Menurut Pengamat Tata Kota, Nirwono Yoga, pembangunan gedung tinggi sering mengabaikan ruang terbuka hijau. Berdasarkan hasil penelitian di kawasan Sudirman, Thamrin, dan Kuningan, lebih dari 90 persen kavling perkantoran tanahnya diperkeras baik dengan beton maupun aspal. Jika semua kavling diperkeras, hal ini akan menyebabkan wilayah yang ada disekitarnya tergenang air dan menyebabkan banjir dikarenakan tidak adanya tempat resapan air di daerah kavling perkantoran tersebut.

Bukan hanya itu, gedung-gedung tersebut pastinya membutuhkan air bersih, sedangkan pemasokan air kurang. Kekurangan pemasokan air ini, menyebabkan para pemilik gedung melakukan penyedotan air secara besar-besaran tanpa adanya pengawasan. Akibat dari perbuatan ini, penurunan permukaan tanah di Jakarta turun sebanyak 40 persen, sesuai dengan tertulis di laman Jakarta.go.id pada tahun 2010. Namun, hasil perkiraan ini memperkirakan bahwa 50 persen wilayah Jakarta akan berada di bawah permukaan laut dalam kurun waktu 10-20 tahun.

Sedangkan, penurunan permukaan tanah di Jakarta memang sudah terjadi dari tahun 1974. Sebuah data kuantitatif memaparkan sejak 1974-2010 ditemukan fakta telah terjadi penurunan permukaan tanah hingga 4,1 meter. Itu terjadi di wilayah Muara Baru, Cilincing, Jakarta Utara. Tidak hanya itu, sejumlah wilayah lainnya seperti di Cengkareng Barat mengalami penurunan 2,5 meter, Daan Mogot 1,97 meter, Ancol 1,88 meter (titik pantau di area wisata Ancol), Cempaka Mas 1,5 meter, Cikini 0,80 meter dan Cibubur 0,25 meter. Bisa dibayangkan efeknya ternyata besar sekali, ya?

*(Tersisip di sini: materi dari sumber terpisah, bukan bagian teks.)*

PR #2154, opened 2026-09-06
General improvements for donations handling

Oaphi:
- `:intent` with `:amount` less than 0.5 no longer causes a runtime error due to a typo in a local variable name (`@symbol`);
- `return_to` parameter is now dropped unless it's an HTTP, HTTP(S), or relative URI (security);
- `:intent` and `:success ` have tests now;

If you want to test donations manually, you'll only need an API key for a [sandbox](https://docs.stripe.com/sandboxes).

**Do not merge unless at least one requested reviewer manually confirms that the full flow works.**

### DIFF
--- a/app/controllers/donations_controller.rb
+++ b/app/controllers/donations_controller.rb
@@ -30,8 +30,10 @@ class DonationsController < ApplicationController
 
     # amount * 100 because Stripe takes amounts in pence
     @amount = amount
-    @intent = Stripe::PaymentIntent.create({ amount: (amount * 100).to_i, currency: @currency,
-                                             metadata: { user_id: current_user&.id }, description: params[:desc] },
+    @intent = Stripe::PaymentIntent.create({ amount: (amount * 100).to_i,
+                                             currency: @currency,
+                                             metadata: { user_id: current_user&.id },
+                                             description: params[:desc] },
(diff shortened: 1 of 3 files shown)


app/controllers/donations_controller.rb
```diff
@@ -22,28 +24,34 @@ def intent
     end
 
     if amount < 0.50
-      flash[:danger] = "Sorry, we can't accept amounts below #{symbol}0.50. We appreciate your generosity, but the " \
+      flash[:danger] = "Sorry, we can't accept amounts below #{@symbol}0.50. We appreciate your generosity, but the " \
```
cellio, line 27: I haven't been able to trigger this message; an amount below 0.5 gets intercepted in the view with a message that just says "can't be below 0.5" without the explanation.  This PR doesn't change that behavior, but I just wanted to note that in case it's testing error on my part and I should be able to make this show up.

cellio (commented):
I set up a Stripe sandbox.  Donations above the minimum go through (correct UI for us, shows up in Stripe, sends email).  Donations below the minimum are caught in the form so they're never submitted.  I don't yet know what we do with webhooks or how to test that.

ArtOfCode- (approved):

PR #1118, opened 2022-11-28
Fix cleanup workflow when namespace is not found

bourgeoisor:
This fixes an occasional issue where the cleanup workflow is attempting to clean-up a namespace that was already cleaned up previously (i.e. it's "not found"), making sure that the workflow doesn't result in a failure if that's the case.

This was seen in a few PRs, more recently: https://github.com/GoogleCloudPlatform/bank-of-anthos/pull/1111

image

image


charlieyu1996 (approved):
LGTM

PR #1136, opened 2022-12-02
Unpin ACM version in the Anthos-GKE TF example

### LINKED ISSUE #1135: Terraform example for GKE Anthos cluster setup pins to a specific ACM version
The TF script in the iac/tf-anthos-gke folder specifies a specific ACM version to install in the example. This should be removed so the current release version of ACM is picked automatically.

kaariger:
### Background 
The script was pinning to a specific version as the required features were available in that minimum version. The specified version is now being removed so it picks the current stable version for installation automatically.

### Change Summary
Removed setting the `configmanagement_version` variable in `acm.tf`


bourgeoisor:
The changes in `iac/tf-anthos-gke/acm.tf` look good but do you have any info on that new `terraform` directory? Is that an accidental push?

kaariger:
Yes, good catch. Not sure how that got pushed. I think I merged upstream changes that may be done that. Let me remove that.

bourgeoisor (approved):
LGTM

PR #1156, opened 2022-12-14
Bump opentel to 1.15.0

bourgeoisor:
This PR bumps OpenTel to `1.15.0` and adjacent modules to `0.36b0`.


src/frontend/requirements.txt
```diff
@@ -1,6 +1,6 @@
 #
-# This file is autogenerated by pip-compile with Python 3.11
-# by the following command:
+# This file is autogenerated by pip-compile with python 3.9
+# To update, run:
```
NimJay, line 3: **Thought:** I'm not a Python expert so it probably doesn't matter, but Renovate seems to be using Python 3.11 — and it matches the [Dockerfile's Python version](https://github.com/GoogleCloudPlatform/bank-of-anthos/blob/123dcd50f6fcc4428613f6c99f0ca8813203f4fc/src/frontend/Dockerfile#L16); however, this PR is using Python 3.9. In the past, I've used Docker to generate/output these `requirements.txt` files for Online Boutique (and avoid upgrading Python locally): https://gist.github.com/NimJay/53d95c601dc43721362ab983607f3b7d

NimJay (approved):
Looks awesome! Thanks, Olivier! Approved. Thanks for also generating the `requirements.txt` files.

src/frontend/requirements.txt
bourgeoisor: As long as we're using python 3.7+ it "doesn't matter" what version is used to generate these files (whether 3.9 or 3.11 it'll generate the same format / dependencies) but yes that's a good reminder for me to bump the Python version on my local machine :)

PR #1293, opened 2023-02-22
Updated ledgermonolith README and modified init script to handle multi-instance installations

arueth:
### Background 
The README was not up to date and did not work. You could only use the script to deploy both the service and database to the same instance. We have use cases where we would like to deploy the service and database on separate instances.

### Change Summary
Updated the README and makefile to work properly.
Updated the install-script to allow for installing the service and database on separate instances

### Testing Procedure
Tested using the updated README and [Migrating a monolith VM](https://cloud.google.com/migrate/containers/docs/migrating-monolith-vm-overview-setup)


arueth:
Would also be good to get the `bank-of-anthos-ci` updated.

bourgeoisor (approved):
LGTM!

PR #1338, opened 2023-03-06
Added missing environment variable

arueth:
### Background 
The `initdb/1_create_transactions.sh` script was not running because the `POSTGRES_PASSWORD` was missing from the `--preserve-env` list

### Change Summary
Add missing environment variable to the `--preserve-env` list

### Testing Procedure
Tested locally with my repository


arueth:
It looks like the `POSTGRES_PASSWORD`was added in https://github.com/GoogleCloudPlatform/bank-of-anthos/commit/0629f15b4f0bbfac811a1e8ac1a68d76599e19e0 which had not yet been propigated to the `bank-of-anthos-ci` bucket.

bourgeoisor (approved):
LGTM, nice catch!

PR #1381, opened 2023-03-24
Configure networking for a basic production cluster

TheRealSpaceShip:
This PR introduces configuring networking for a basic production cluster like all in one.

It contains:

* Terraform configuration to create GKE Autopilot cluster
* Terraform configuration to create global IP and DNS Zone
* Modified Kubernetes manifest for `frontend` service. Added custom resources to provision Google-managed SSL certificate, Frontend configuration for Load Balancer and Ingress object to create HTTPS Load Balancer


bourgeoisor:
Instead of Terraform, I would prefer the creation of a simple GKE cluster as well as the IP / DNS configs to be simple `glcoud` commands in the tutorial itself. This reduces complexity and maintainability considerably (e.g., a single `gcloud container clusters create-auto ...` command instead of a 51-lines TF script).

Beyond that, it seems that the only diff to a basic Bank of Anthos deployment are the short `ManagedCertificate` / `Ingress` definitions? It almost seems like you could have the tutorial `kubectl apply` the root `kubernetes-manifests/` directory and then walk through the remaining missing resources manually - no code changes needed on this repo. There's precedent to having users copy-paste a block of code into a file (e.g. https://cloud.google.com/kubernetes-engine/docs/quickstarts/deploy-app-container-image#containerizing_an_app).

I'm in strong favour of closing this PR and adding these short diffs in the tutorial doc itself.

bourgeoisor:
@TheRealSpaceShip I just spoke with our tech writer, this is what we should do:
- Open up a PR against https://github.com/terraform-google-modules/terraform-docs-samples and move the two TF samples there (under a new `container/` directory)
- Open up a PR against https://github.com/GoogleCloudPlatform/kubernetes-engine-samples and move _only the diff between vanilla BoA and what you have in this PR_ (so only the `ManagedCertificate` / `Ingress`, etc, things that changed)

TheRealSpaceShip:
@bourgeoisor got it. Thank you.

Seperti yang kita ketahui juga, gedung pencakar langit yang berada di Jakarta hampir semuanya terbuat dari kaca. Efek dari rumah kaca ini dapat menyebabkan perubahan cuaca secara ekstrim karena adanya pemanasan global. Pertama, cahaya yang masuk ke bumi tersebut dipantulkan lagi ke atmosfer bumi sehingga merusak lapisan ozon.

Pada tahun 2014, Kementerian Lingkungan Hidup berpendapat efek dari cuaca panas ekstrim kini tidak hanya dirasakan di daratan. Bahkan, di ketinggian atau di atas lapisan atmosfer sengatan panas kini semakin terasa.

"Biasanya sengatan panas saat saya berada di atas pesawat atau ketinggian sekitar 33 ribu kaki tidak begitu terasa. Tapi sekarang, panas di ketinggian ini benar-benar menyengat," ujar asisten deputi bidang pengaduan dan pelaksanaan sanksi adminstrasi Kementerian Lingkungan Hidup, Widodo Sambodo, Minggu (12/10). Ia menjelaskan bahwa sengatan panas yang mencapai ketinggian tersebut menandakan bahwa gas rumah kaca telah menembus atmosfer.

Dari semua penjelasan di atas, dapat diketahui bahwa pembangunan gedung tinggi di Jakarta menyebabkan banyak sekali kerusakan yang terjadi pada alam ini. Dengan mencoba membuat kebun atau taman kecil di atas gedung tersebut sudah sedikitnya membantu mengurangi polusi udara dan melepas oksigen ke atmosfer bumi, kebun ini juga memberikan habitat baru bagi para burung atau binatang yang sebelumnya hidup di daerah tersebut. 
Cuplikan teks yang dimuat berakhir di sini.